Then there arose other questions. Should her father go with her or should her lover? It was, however, at last decided that she should go alone as regarded her family, but under the care of Mr Apjohn. It was she who had been known in the house, and she who had better now be seen there as her uncle\'s representative.

"You will have to be called Miss Jones," said the lawyer, "Miss Indefer Jones. There will be a form, for which we shall have to pay, I am afraid; but we had better take the name at once. You will have to undergo a variety of changes in signing your name. You will become first Miss Isabel Brodrick Indefer Jones, then Mrs William Owen, then, when he shall have gone through the proper changes, Mrs William Owen Indefer Jones. As such I hope you may remain till you shall be known as the oldest inhabitant of Carmarthenshire."

Mr Apjohn took her to Carmarthen, and hence on to Llanfeare. At the station there were many to meet her, so that her triumph, as she got into the carriage, was almost painful to her. When she heard the bells ring from the towers of the parish churches, she could hardly believe that the peals were intended to welcome her back to her old home. She was taken somewhat out of her way round by the creek and Coed, so that the little tinkling of her own parish church might not be lost upon her. If this return of hers to the estate was so important to others as to justify these signs, what must it be to her and how deep must be the convictions as to her own duties?

At the gate of Coed farmyard the carriage stopped, and the old farmer came out to say a few words to her.

"God bless you, Miss Isabel; this is a happy sight to see."

"This is so kind of you, Mr Griffith."

"We\'ve had a bad time of it, Miss Isabel;—not that we wished to quarrel with your dear uncle\'s judgment, or that we had a right to say much against the poor gentleman who has gone;—but we expected you, and it went against the grain with us to have our expectations disappointed.

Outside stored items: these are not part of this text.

Issue #881, opened 2023-07-19
(sympy 1.12) test_calculus fails with AssertionError: Issue 208


badshah400:
## Description

On openSUSE Tumbleweed, our sympy packages have moved on to version 1.12, and now we see one failure when running pytest for Mathics 6.0.1 in test_calculus with the message: "AssertionError: Issue 208". I understand that the requirements specify sympy < 1.12, but this is not an option for us when building openSUSE packages for Mathics any more, which is why I just tried running the tests and reporting any issues here anyway.

## How to Reproduce

Using Mathics 6.0.1, python 3.9 and 3.10, numpy 1.24.2, and sympy 1.12, the error may be reproduced by running tests using pytest from the command line terminal.

## Output Given

```
FAILED test/test_calculus.py::test_calculus - AssertionError: Issue 208
```

Full build fail log attached: 
[log.zip](https://github.com/Mathics3/mathics-core/files/12095031/log.zip)

## Expected behavior

Tests should pass.

**All: Mathics version, Installed Python Python packages.

```
[   21s] Mathics 6.0.1
[   21s] on CPython 3.10.12 (main, Jun 28 2023, 17:56:55) [GCC]
[   21s] using SymPy 1.12, mpmath 1.2.1, numpy 1.24.2, cython 0.29.36
```

In addition

**Desktop (please complete the following information):**
 - OS: [e.g. iOS]: Linux/openSUSE Tumbleweed
 - Browser [e.g. chrome, safari]: NA

## Additional context

Found when trying to build RPM packages for openSUSE Tumbleweed

rocky:
Thanks for the information. I'll look at and take care of when I get a chance. 

As for the process though, since our API has become incompatible with 6.x, a branch off of the 6.0.1 release tag is needed and a change should be applied there. 

It may be that a parallel change may be applied to the master branch as well.

rocky:
@badshah400 Let us know if commit https://github.com/Mathics3/mathics-core/commit/4dccfb81a1c45d8a7068b62931dcb776110b94a2 or branch `601_basebranch` addresses things.

@mmatera thanks for addressing.

badshah400:
Absolutely perfect. Big thanks to both of you @mmatera and @rocky. Please feel free to close.

rocky:
@badshah400 Thanks for packaging on SuSE (and letting us know). 

[...]

PR #882, opened 2023-07-20
support for sympy 1.12

mmatera:
This PR allows to use sympy 1.12, without breaking the tests, fixing #881.


rocky:
This is good. Make a new branch from tag 6.0.1 (I think the SHA1 is 62b8b7f1 and open an additional PR applying this commit to that branch. Thanks.

mmatera:
For some reason, when I try to make a PR over these branches, github just shows me the differences, but no a PR button.

rocky:
The branch current

> For some reason, when I try to make a PR over these branches, github just shows me the differences, but no a PR button.

That is because the branch currently has the first commit as part of it.

rocky:
LGTM

PR #1294, opened 2025-01-17
flycheck two pytests

rocky:
@mmatera I was trying to add a test for `HoldForm[Times[x]] == Times[x]` of a recent PR of yours (from a while ago) but haven't been able to figure out how to do. in the process, I have this lint stuff from the tests.

### DIFF
--- a/test/builtin/test_evaluation.py
+++ b/test/builtin/test_evaluation.py
@@ -62,7 +62,6 @@ import pytest
             None,
         ),
         ("ClearAll[f];", None, None, None),
-        ("HoldForm[Times[]]", None, "Times[]", None),
     ],
 )
 def test_private_doctests_evaluation(str_expr, msgs, str_expected, fail_msg):
--- a/test/builtin/test_evaluation.py
+++ b/test/builtin/test_evaluation.py
@@ -5,7 +5,7 @@ Unit tests from mathics.builtin.evaluation.
 
 
 import sys
-from test.helper import check_evaluation_as_in_cli, session
+from test.helper import check_evaluation_as_in_cli
 
 import pytest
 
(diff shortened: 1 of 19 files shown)


mmatera:
Maybe adding a pytest in test/format?

rocky:
> Maybe adding a pytest in test/format?

Actually this is is possibly a  `mathics.core.convert.sympy` or a `HoldForm` test. I see what went wrong before, the output result should not be evaluated which can be indicated as a parameter in `check_evaluation()`.

mmatera:
> @mmatera I was trying to add a test for `HoldForm[Times[x]] == Times[x]` of a recent PR of yours (from a while ago) but haven't been able to figure out how to do. in the process, I have this lint stuff from the tests.

Maybe as a pytest in `test/builtin/arithmetic/test_basic.py`? Something like
```
("HoldForm[Times[x]]", "Times[x]", "with less than two arguments, Times keeps the functional form")
```
inside `test_multiply` ?

test/builtin/test_evaluation.py
```diff
@@ -62,6 +62,7 @@
             None,
         ),
         ("ClearAll[f];", None, None, None),
+        ("HoldForm[Times[]]", None, "Times[]", None),
```
mmatera, line 65: The case of formatting `Times[c]` was not handled before because it seems entangled with the format rule for Plus. I will fix this in a subsequent PR.

rocky: Ok. Please commit off of this and we'll combine these together.

rocky:
@mmatera is this okay to go in?

mmatera:
Sure. Merge when you feel it is ready.

PR #1298, opened 2025-01-18
More on Builtin.contribute and Builtin.get_functions.

mmatera:
Some missing details that I discovered regarding these methods, and a pytest to test the right behaviour:

* Fix the regular expression used in get_function to support multiline docstrings.
* Fix how the full name of builtins are built in `contribute`  when the class does not have a `context` attribute.
* Add tests for Builtin.contribute

More tests can be added later.

### DIFF
--- a/mathics/core/builtin.py
+++ b/mathics/core/builtin.py
@@ -515,7 +515,12 @@ class Builtin:
         requires = getattr(self, "requires", [])
         return None if check_requires_list(requires) else UnavailableFunction(self)
 
-    def get_option_string(self, *params):
+    def get_option_string(self, *params) -> Tuple[str, BaseElement]:
+        """
+        Return a tuple of a `str` representing the option name,
+        and the proper Mathics value of the option.
+        If the value does not have a name, the name is None.
+        """
         s = self.get_option(*params)
         if isinstance(s, String):
             return s.get_string_value(), s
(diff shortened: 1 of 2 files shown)


mathics/core/builtin.py
```diff
@@ -468,7 +472,15 @@ def get_functions(self, prefix="eval", is_pymodule=False):
...
                 else:
-                    m = re.match(r"[(]([\w,]+),[)]\:\s*(.*)", pattern)
+                    # TODO: consider to use a more sophisticated
+                    # regular expression, which handles breaklines
+                    # more properly, that supports format names
+                    # with contexts (context`name) and be less
+                    # fragile against leaving spaces between the
+                    # elements.
+                    m = re.match(
+                        r"[(]([\w,]+),[ ]*[)]\:\s*(.*)", pattern.replace("\n", " ")
```
rocky, line 482: I don't understand exactly which newlines in docstirng are getting removed.

If not, please show this in the pytest.

test/core/test_builtin.py
```diff
@@ -0,0 +1,63 @@
...
+        def eval_upvalue(self, expr, x, evaluation):
+            """expr: G[TestBuiltin[x_:Symbol]]"""
+            return
+
+        def format_parm1(self, expr, x, evaluation):
+            """(CustomForm,): expr: F[x_:Symbol]"""
+            return
+
+        def format_parm2(self, expr, x, y, evaluation):
+            """(MakeBoxes, ):expr: G[x_:Symbol,
```
mmatera, line 42: @rocky, the example is this one. If the newline is kept, the regular expression matches on the first line, and the rest is discarded, even if the `re.MULTILINE` parameter is given.

rocky: Got it. Thanks for the information and clarification.

rocky:
LGTM

mathics/core/builtin.py
rocky: Thanks for adding the comments in the pytest.

PR #1302, opened 2025-01-18
Limit TimeConstrained tests if unpatched stopit

rocky:
Some of the `TimeConstrained[]` tests do not work if we have the last PyPI distributed stopit.


mmatera (commented):
LGTM

PR #1307, opened 2025-01-21
Moving code from mathics.builtin.drawing to mathics.eval.drawing. First pass

mmatera:
This is a lot, but just moving code around. Doing this I found a lot of duplicated code, functions that do too much, and a long etc that should be handled later.


rocky:
Nice! LGTM

PR #1309, opened 2025-01-21
Moving evaluation code from mathics.builtin.makeboxes to mathics.eval.makeboxes

mmatera:
This goes in the same line as #1307. Essentially, moving code from mathics.builtin.makeboxes to `mathics.eval.makeboxes`, and reorganize the code inside `mathics.eval.makeboxes` as submodules.


rocky:
LGTM

PR #1314, opened 2025-01-24
Doc updates part7

rocky:
Subfactorial is not a mpmath function, SymPy only. SymPy can't handle machine reals that are not integers. Add rule to handle lists. 

Various summaries have been gone over to have them start with an active verb when possible.


mmatera (approved):
LGTM

PR #1315, opened 2025-01-24
Use context-stripped names in str(Expression)

rocky:
In the str(Expression), show `Head` as a context-stripped name, e.g. `Plus` instead of ``System`Plus``.   We see these long names in `TraceEvaluation` and in error messages. With this change we now will see: 

```
In[1]:= TraceEvaluation[1+2]
  Evaluating: Plus[1, 2]
  Returning: Plus[1, 2] = 3
Out[1]= 3
```

instead of: 

```
In[1]:= TraceEvaluation[1+2]
  Evaluating: System`Plus[1, 2]
  Returning: System`Plus[1, 2] = 3
Out[1]= 3
```

which is what I think is desired most of the time. In the rare occasions where one wants the full context path, `repr()` shows that. 

Also, in the future I think we will have better debugging features that can fill out this information on demand.


mathics/core/expression.py
```diff
@@ -765,8 +765,12 @@ def get_elements(self) -> Sequence[BaseElement]:
     def get_head(self):
         return self._head
 
-    def get_head_name(self):
-        return self._head.name if isinstance(self._head, Symbol) else ""
+    def get_head_name(self, short=False) -> str:
```
mmatera, line 768: This is OK

mathics/core/expression.py
```diff
@@ -317,7 +317,7 @@ def __repr__(self) -> str:
 
     def __str__(self) -> str:
         return "%s[%s]" % (
-            str(self.head),
+            self.get_head_name(short=True),
```
mmatera, line 320: This could be a problem if there are symbols with the same name in different contexts, which is something that you would want to detect in debugging.

rocky: `repr` still shows the long names.  

Personally in my debugging, I don't recall needing this yet.  And in WMA I am seeing short names used in errors and tracing. 

We could add a user-defined setting, but this is more complicated.

mmatera:
Maybe this could be useful :
https://github.com/Mathics3/mathics-core/tree/makeboxes_refactor_2025_step_0p5

The idea is to have a function that produces the "FullForm" of an expression, which takes into account the current context and context path.

mathics/core/expression.py
rocky: This is useful and related, but different.  

This is a useful Mathics3 user function.  But in addition, there is always the need for lower-level displays of elements. These appear in error messages as well as in that TraceEvaluation.

What I've been noticing is that WMA does not fill out context paths when reporting error messages and we do. I can't find a good example of this but I am sure you've seen experienced these.

mmatera: Yep, because uses "FullForm".

rocky:
> Maybe #1316 could be useful. The idea is to have a function that produces the "FullForm" of an expression, which takes into account the current context and context path.
> 
> Instead of `str(expr)` you could use `eval_makeboxes_fullform(expr, evaluation).boxes_to_text(evaluation)` and then the context names are should just if they are not in the ContextPath.

If you can find evidence of WMA doing something like this in its trace routines like `Trace[]` or `TraceEvaluation[]`, I would be interested to learn of this.

mathics/core/expression.py
rocky: Ok - then this can wait until after we have boxing under control.

mmatera:
Let`s see if this helps. This is what happends in WMA, if I interrupt the evaluation with Ctrl+C:


```
In[1]:= p`s:=Sin[8*t];t:=N[Pi/4,10];  Do[Pause[4]; Print[F[s,p`s,p`r]+s],{i,10}]                                                                                              
^C
Interrupt> ?
??
Your options are:
	abort (or a) to abort current calculation
	continue (or c) to continue
	exit (or quit) to exit Mathematica
	inspect (or i) to enter an interactive dialog
	show (or s) to show current operation (and then continue)
	trace (or t) to show all operations

Interrupt> i  

Interrupt::dgbgn: Entering Dialog; use Return[] to exit.

 In[2]:= p                                                                                                                                                                    

 Out[2]= p

 In[3]:= p`s                                                                                                                                                                  

              -9
 Out[3]= 0. 10

 In[4]:= t                                                                                                                                                                    

 Out[4]= 0.7853981634

 In[5]:= Return[]                                                                                                                                                             

Interrupt::dgend: Exiting Dialog.
              -9
s + F[s, 0. 10  , p`r]
              -9
s + F[s, 0. 10  , p`r]
              -9
s + F[s, 0. 10  , p`r]
^C
Interrupt> t
evaluating Print[]
evaluating Print[]
evaluating Plus[,]
evaluating Plus[,]
evaluating F[,,]
evaluating F[,,]
evaluating s
evaluating s
evaluating Sin[]
evaluating Times[,]
evaluating Times[,]
evaluating t
evaluating t
evaluating N[,]
evaluating Times[,]
evaluating Times[,]
evaluating Power[,]
evaluating Power[,]
evaluating Power[,]
evaluating Power[,]
evaluating Power[,]
evaluating
evaluating
evaluating
evaluating Times[,]
evaluating Times[,]
evaluating Times[,]
evaluating Times[,]
evaluating Times[,]
evaluating Times[,]
evaluating Times[,]
evaluating Times[,]
evaluating N[,]
evaluating N[,]
evaluating N[,]
numerically evaluating Times[,]
numerically evaluating Times[,]
numerically evaluating <<big real number>>
evaluating Times[,]
evaluating Times[,]
evaluating Sin[]
evaluating Sin[]
evaluating Sin[]
numerically evaluating Pi
numerically evaluating Pi
evaluating F[,,]
evaluating F[,,]
evaluating F[,,]
evaluating F[,,]
evaluating F[,,]
evaluating Plus[,]
evaluating Plus[,]
evaluating Plus[,]
evaluating Plus[,]
evaluating Plus[,]
evaluating Print[]
evaluating Print[]
evaluating Print[]
evaluating $Output
evaluating $Output
evaluating List[]
evaluating List[]
evaluating List[]
formatting Plus[,]
formatting s
formatting F[,,]
formatting F
formatting s
formatting <<big real number>>
formatting bignum
formatting integer
formatting Times[,]
formatting 
formatting 0.
formatting Power[,]
formatting 10
formatting -9
formatting r
formatting Plus[,]
Puts
Puts
Puts
Puts
Puts
Puts
Puts
Puts
Puts
Puts
Puts
Puts
Puts
Puts
Puts
Puts
Puts
Puts
Puts
Puts
Puts
Puts
Puts
Puts
Puts
Puts
Puts
Puts
Puts
Puts
Puts
Puts
Puts
Puts
Puts
Puts
Puts
Puts
Puts
Puts
              -9
s + F[s, 0. 10  , p`r]
evaluating CompoundExpression[,]
evaluating CompoundExpression[,]
evaluating CompoundExpression[,]
evaluating CompoundExpression[,]
evaluating CompoundExpression[,]
evaluating Pause[]
evaluating Pause[]
evaluating Pause[]
evaluating Pause[]
evaluating Pause[]
```
In any case, it is not a great debugger either...

mmatera:
Notice that in the example "Show" shows the FullForm of the current expression, and "Trace" shows the variables without the context.

rocky:
> Notice that in the example "Show" shows the FullForm of the current expression, and "Trace" shows the variables without the context.

In neither case am I seeing `System` or `Global` which is what this was mostly about. 

Thanks for the information. I am sure in the future we will be able to provide this and much more. 

But now is probably not the time to add this. I was looking for small non-controversial  user-facing issues.

mmatera:
image

This is the debugger in the notebook interface. Indeed, it does not show the context of the symbols, which is weird, but it is what it is...

PR #1316, opened 2025-01-24
Independent FullForm

mmatera:
This is useful to handle the FullForm outside the evaluation process, for  example, in debugging, or as a last resource with the standard evaluation process fails.


rocky:
Let's defer this until after a release, which I think may happen this weekend.

mmatera:
Sure. I just put this here in relation with the other PR.

mathics/eval/makeboxes/formatvalues.py
```diff
@@ -183,14 +183,10 @@ def do_format_rational(
     if not isinstance(element, Rational):
         return None
     if form is SymbolFullForm:
```
rocky, line 185: I realize this is not part of the changed code, but I have this nagging feeling that code like `if form is ...`  is not the right way ultimately we should be approaching this.

mmatera: @rocky, feel free to push over all the changes you find useful.

rocky: Right now, I'd like to defer work on this kind of code until a better handle on MakeBox migration.

rocky:
It would be very useful to add some tests that exercise and show in isolation what is going on here.

mathics/eval/makeboxes/formatvalues.py
rocky: I guess now is the time for this. Thanks for waiting.

rocky:
> It would be very useful to add some tests that exercise and show in isolation what is going on here.

@mmatera Is it correct that there is no user-facing change that is observed, but instead these changes are purely organizational and internal?

rocky:
LGTM

mmatera:
Yep, it is just a way to decouple Full form of the other formatting. This helps to debug the other changes.

PR #1321, opened 2025-01-28
Fixes for compatibility with Python 3.13

mmatera:
This PR contains the fixed needed to make Mathics compatible with Python 3.13.


mathics/builtin/files_io/importexport.py
```diff
@@ -1060,16 +1060,16 @@ class RegisterImport(Builtin):
...
-     | 0.711009	0.687453
-     | 0.246540	0.433973
-     | 0.926871	0.887255
-     | 0.825141	0.940900
-     | 0.847035	0.127464
-     | 0.054348	0.296494
-     | 0.838545	0.247025
-     | 0.838697	0.436220
-     | 0.309496	0.833591
+     | 0.629452    0.586355
```
mmatera, line 1063: In docstrings, use 4 spaces instead of a tab character.

.github/workflows/ubuntu.yml
```diff
@@ -11,7 +11,7 @@ jobs:
     runs-on: ubuntu-latest
     strategy:
       matrix:
-        python-version: ['3.12', '3.11', '3.8', '3.9', '3.10']
+        python-version: ['3.13', '3.12', '3.11', '3.8', '3.9', '3.8']
```
mmatera, line 14: Should keep 3.8? Maybe 3.8,  3.10, 3.12 and 3.13 would be enough?

mathics/doc/doc_entries.py
```diff
@@ -93,7 +93,7 @@
     r"""(?mx)^  # re.MULTILINE (multi-line match)
                 # and re.VERBOSE (readable regular expressions
         ((?:.|\n)*?)
-        ^\s+([>#SX])>[ ](.*)  # test-code indicator
+        ^\s*([>#SX])>[ ](.*)  # test-code indicator
```
mmatera, line 96: In Python 3.13, doctrings are trimmed of "margin" spaces.

mathics/doc/doc_entries.py
```diff
@@ -216,10 +216,7 @@ def parse_docstring_to_DocumentationEntry_items(
         logging.warning("``key_part`` is deprecated. Its value is discarded.")
 
     # Remove commented lines.
-    doc = filter_comments(doc).strip(r"\s")
-
-    # Remove leading <dl>...</dl>
-    # doc = DL_RE.sub("", doc)
+    doc = filter_comments(doc)  # .strip("\s")
```
mmatera, line 219: I do not remember the reason of the r"\s" strip, but it breaks some tests now.

mathics/doc/doc_entries.py
```diff
@@ -394,11 +391,16 @@ def compare_out(self, outs: tuple = tuple()) -> bool:
             # Mismatched number of output lines, and we don't have "..."
             return False
 
+        # Python 3.13 replaces tabs by a single space in docstrings.
```
mmatera, line 394: Python 3.13 converts tab characters in docstrings to simple spaces. This "hack" helps to keep the doctests compatible with this change.

.github/workflows/ubuntu.yml
rocky: I am for dropping 3.8.

mmatera: OK, so ['3.13', '3.12', '3.11', '3.10', '3.9'] in all the workflows?

rocky:
Note: Supporting 3.13 may push us into using a newer pip that disallows the `find_namespace_packages` that is needed right now in the Mathics3 Modules. 

Keep in mind, getting everything working on 3.13 where we can _release_ might be a bigger undertaking than just getting the Mathics Kernel adjusted.

mmatera:
OK, this is just to adjust the kernel compatibility, and does not breaks the compatibility with previous versions.

.github/workflows/ubuntu.yml
```diff
@@ -11,7 +11,7 @@ jobs:
     runs-on: ubuntu-latest
     strategy:
       matrix:
-        python-version: ['3.13', '3.12', '3.11', '3.8', '3.9', '3.8']
+        python-version: ['3.13', '3.12', '3.10', '3.8']
```
rocky, line 14: Dod you mean to change 38 to 3.9?

mmatera: I was saying to keep the even versions, plus the last one (if odd).

mmatera: 3.8 is the version supported by the last version of Pyston.

rocky: I think we should drop Pyston then in its standalone form. There is still a pyston-lite plugin. 

I don't see a reason to drop version  that end in an odd number. Python does not say that minor numbers that end in odd numbers have any less status than those with even numbers. Dropping 3.8 makes sense because the Python language drifts and it is extra effort to support older Pythons.

mmatera: It is a pitty because Pyston is much more faster than CPython and Pyston-lite, but OK. In any case, we still are compatible with 3.8

rocky:
I don't have a problem with the idea or the code, but the timing of doing this right now is weird. 

I've just spent the last 3 days if not longer trying to get out a release ensuring all the parts work together. (And I am not sure they completely do).  Something like this now ensures things will be a little bit out of whack again and puts us back in the state of a little off-ness. Since I don't think some of the code will be able to handle 3.13 unless older pip is used. 

And of course there are other PRs in the backlog. These change the API which will also require changing some other bits of code outside of this repository.

To accommodate moving forward which we need to do and keeping some stability for a little while right now, I suggest we have an "unstable" branch that we merge to, along with the master branch which is compatible across other projects.

Your thoughts?

rocky:
Hmm. We could split this up into two parts, isolate that version testing change part and everything else. So that when we are ready to switch over _everything_ there is a small bit of code in this repository that does that.

mmatera:
> I don't have a problem with the idea or the code, but the timing of doing this right now is weird.

As with much of the other stuff I did, the timing depends more on finding the time to do it than on achieving a deadline or a particular general goal. 

> 
> I've just spent the last 3 days if not longer trying to get out a release ensuring all the parts work together. (And I am not sure they completely do). Something like this now ensures things will be a little bit out of whack again and puts us back in the state of a little off-ness. I don't think some of the code will be able to handle 3.13 unless an older pip is used. And code in other repositories may need additional adjusting too.

The changes here (except for the tests) ensure that mathics-core tests still pass in Python 3.13. This is not a release or something that breaks the rest of the code. The changes do not seem to affect the behavior of the rest of the components, but in six months or a year, when we want to start the next release, they would make the process simpler.

> 
> And of course, there are other PRs in the backlog. These change the API which will also require changing some other bits of code outside of this repository.
> 
> To accommodate moving forward which we need to do and keep some stability for a little while right now, I suggest we have an "unstable" branch that we merge to, along with the master branch which is compatible across other projects.
>

That sounds reasonable. 
 
> Your thoughts?

rocky:
> As with much of the other stuff I did, the timing depends more on finding the time to do it than on achieving a deadline or a particular general goal.
> 

This is a problem that can be solved by working in a more coordinated way. 

From the project's perspective, it is better to have a plan for moving forward that we agree on and discuss.

You put in a [checklist of ideas for the 8.0.0 release](https://github.com/Mathics3/mathics-core/issues/) which has been deferred. Items in that list were picked precisely not to be disruptive. 

And we have [open issues](https://github.com/Mathics3/mathics-core/issues/). I suppose we should add upgrading to 3.13 to that list, but 3.13 was not on that list. Upgrading to a newer Python release, especially with the way Python and its ecosystem move nowadays, is disruptive. 

And if you have a question about doing something you could just mention it or ask about it in advance.

mmatera:
> > As with much of the other stuff I did, the timing depends more on finding the time to do it than on achieving a deadline or a particular general goal.
> 
> This is a problem that can be solved by working in a more coordinated way.
> 
> From the project's perspective, it is better to have a plan for moving forward that we agree on and discuss.
> 
> You put in a [checklist of ideas for the 8.0.0 release](https://github.com/Mathics3/mathics-core/issues/). Some of these have been deferred. Items in that list were picked precisely not to be disruptive.
> 
> And we have [open issues](https://github.com/Mathics3/mathics-core/issues/). I suppose we should add upgrading to 3.13 to that list, but 3.13 was not on that list. Upgrading to a newer Python release, especially with the way Python and its ecosystem move nowadays, is disruptive.
> 
> And if you have a question about doing something you could just mention it or ask about it in advance.

OK, but the changes in this PR are closely related to the work done before the release, relative to adjusting the `get_function` method and the documentation building. Even for the currently supported versions, these changes make the code more robust. But OK, I will split this in two parts, and leave this for later.

BTW, the support for LaTeX expressions in the online Mathics-Django using MathJax, something that was in the list for the pre-release, is done: https://github.com/Mathics3/mathics-django/pull/221

rocky:
> > > As with much of the other stuff I did, the timing depends more on finding the time to do it than on achieving a deadline or a particular general goal.
> > 
> > 
> > This is a problem that can be solved by working in a more coordinated way.
> > From the project's perspective, it is better to have a plan for moving forward that we agree on and discuss.
> > You put in a [checklist of ideas for the 8.0.0 release](https://github.com/Mathics3/mathics-core/issues/). Some of these have been deferred. Items in that list were picked precisely not to be disruptive.
> > And we have [open issues](https://github.com/Mathics3/mathics-core/issues/). I suppose we should add upgrading to 3.13 to that list, but 3.13 was not on that list. Upgrading to a newer Python release, especially with the way Python and its ecosystem move nowadays, is disruptive.
> > And if you have a question about doing something you could just mention it or ask about it in advance.
> 
> OK, but the changes in this PR are closely related to the work done before the release, relative to adjusting the `get_function` method and the documentation building. 

You may see it that way, but as the discussion I hope shows, it isn't like that. There could be a lesson here: mention first, code later. 


> Even for the currently supported versions, these changes make the code more robust.

Again, it is not about whether certain changes are good, but more about coordinating, timing, and appropriateness for the situation right now.

>  But OK, I will split this in two parts, and leave this for later.

Thank you! 

> BTW, the support for LaTeX expressions in the online Mathics-Django using MathJax, something that was in the list for the pre-release, is done: [Mathics3/mathics-django#221](https://github.com/Mathics3/mathics-django/pull/221)

Sorry, I lost track of this. In my last look, you mentioned that MathJaX needed to be updated. I see that's been done now.

Looking at it and trying now. Thanks for doing this.

rocky:
@mmatera - thanks for this!

PR #1323, opened 2025-01-29
More robust docstring parsing

mmatera:
In the current (master) documentation/doctest implementation, it is assumed that all the docstrings have a "margin" of spaces, comming from the class indentation. Then, the regular expression looking for doctests fails to find them if there is not at least a single space at the beginning of the line.
In the future, when we want to give support to Python 3.13, which removes the "left margin" of docstrings, the regular expression will fail finding some of the tests. 
This PR changes the regular expression to allow doctests which do no start with a space.

Also, in future versions of Python, tab characters in docstrings will be converted into spaces, which will make to fail some tests. In this PR, tabs in doctests are replaced by sequences of 4 spaces, making the tests more robust under this kind of changes.


rocky:
LGTM - thanks.

PR #1324, opened 2025-01-29
A couple of doc tagging corrections

rocky:


mmatera (approved):
LGTM

mathics/builtin/numbers/calculus.py
```diff
@@ -984,18 +986,20 @@ class Integrate(SympyFunction):
...
-    > Integrate[-Infinity, {x, 0, Infinity}]
+    >> Integrate[-Infinity, {x, 0, Infinity}]
      = -Infinity
 
-    > Integrate[-Infinity, {x, Infinity, 0}]
-     = Infinity
+    Integrating something ill-defined returns the expression untouched:
 
-    Integration in TeX:
+    >> Integrate[1, {x, Infinity, 0}]
```
rocky, line 994: Change from `-Infinity` to `1` because we pull out the `-Infinity` from inside the integral to outside, whereas WMA does not do this.  

While this might be an interesting curiosity to ponder, and whether we should match WMA, it is not instructive and does not belong in the doc.  I had also considered moving this into pytest, but felt that as long as there some motivation for doing this it is okay to leave in. Maybe even better, since this gets rendered by MathML.

PR #1326, opened 2025-01-30
Improve cone rendering plus some lint...

rocky:
Surface bottom added to cone; cone orientation corrected.


rocky:
The opacity of the base should probably be changed to 0.9, but I will leave that for later.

We shall always look up to you, miss; but, at the same time, I wish you joy with all my heart of the new landlord you\'re going to set over us. Of course that was to be expected, but you\'ll be here with us all the time." Isabel, while the tears ran down her cheeks, could only press the old man\'s hand at parting.

"Now, my dear," said Mr Apjohn, as they went on to the house, "he has only said just what we\'ve all been feeling. Of course it has been stronger with the tenants and servants than with others. But all round the country it has been the same. A man, if an estate belong to himself personally, can do what he likes with it, as he can with the half-crowns in his pocket; but where land is concerned, feelings grow up which should not be treated rudely. In one sense Llanfeare belonged to your uncle to do what he liked with it, but in another sense he shared it only with those around him; and when he was induced by a theory which he did not himself quite understand to bring your cousin Henry down among these people, he outraged their best convictions."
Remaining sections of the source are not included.